**EXERCISE DIRECTIONS:** The answer must be a bare number: the count of lines below that contain "then".

───── AVAILABLE DATA ─────

PR #7430, opened 2026-08-13
fix(organizations): sort role by level of privilege instead of alphabetically DEV-2454

Guitlle:
### 🗒️ Checklist

1. [x] run linter locally
10. [x] delete this checklist section from the final squash commit before merging

### 📣 Summary
Organizations members are now sorted by level of privilege in the members API when using `ordering=role` (previously they were sorted alphabetically)

### 👀 Preview steps
1. ℹ️ have an organization with multiple members with admin and member roles
2. 🟢 [on PR] notice that the members are sorted by level of privilege
    * Ascending Privilege (member → admin → owner): /api/v2/organizations/<UID>/members/?ordering=role
    * Descending Privilege (owner → admin → member): /api/v2/organizations/<UID>/members/?ordering=-role

### DIFF
--- a/kobo/apps/organizations/views.py
+++ b/kobo/apps/organizations/views.py
@@ -471,7 +471,11 @@ class OrganizationViewSet(viewsets.ModelViewSet):
                     'user__has_sso_enabled',
                     '-user__has_sso_enabled',
                 ],
-                description='Which field to use when ordering the results. Note: `role` sorts by privilege rank (`member` → `admin` → `owner`).',
+                description=(
+                    'Which field to use when ordering the results. '
+                    'Note: `role` sorts by privilege rank '
+                    '(`member` → `admin` → `owner`).'
+                ),
             ),
         ],
     ),
--- a/kobo/apps/organizations/views.py
+++ b/kobo/apps/organizations/views.py
@@ -2,17 +2,7 @@ from operator import attrgetter
 
 from allauth.socialaccount.models import SocialAccount
 from django.db import transaction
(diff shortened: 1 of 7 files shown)


kobo/apps/organizations/views.py
```diff
@@ -581,6 +582,13 @@ def get_queryset(self):
             output_field=CharField(),
         )
 
+        role_sort_annotation = Case(
+            When(Exists(owner_subquery), then=Value(3)),
+            When(is_admin=True, then=Value(2)),
+            default=Value(1),
+            output_field=IntegerField(),
+        )
+
```
rajpatel24: The sort happens in Python (line 641 materializes the list, then `sorted(...)`), so I think this `Case` never orders anything in SQL, it just re-runs the owner `EXISTS` a second time per row, on every action including retrieve.

We could derive the rank from the `role` we already have:
```
queryset = list(queryset) + list(invitees)
role_ranks = {'member': 1, 'admin': 2, 'owner': 3}
for row in queryset:
    row.role_sort = role_ranks.get(row.role, 0)
```
What do you think?

rajpatel24 (changes requested):
Please fix the darker and also run `./scripts/generate_api.sh ` to generate json/yaml files

kobo/apps/organizations/views.py
Guitlle: yeah, it's simpler

rajpatel24 (approved):
LGTM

─────

**EXERCISE RESPONSE:** 3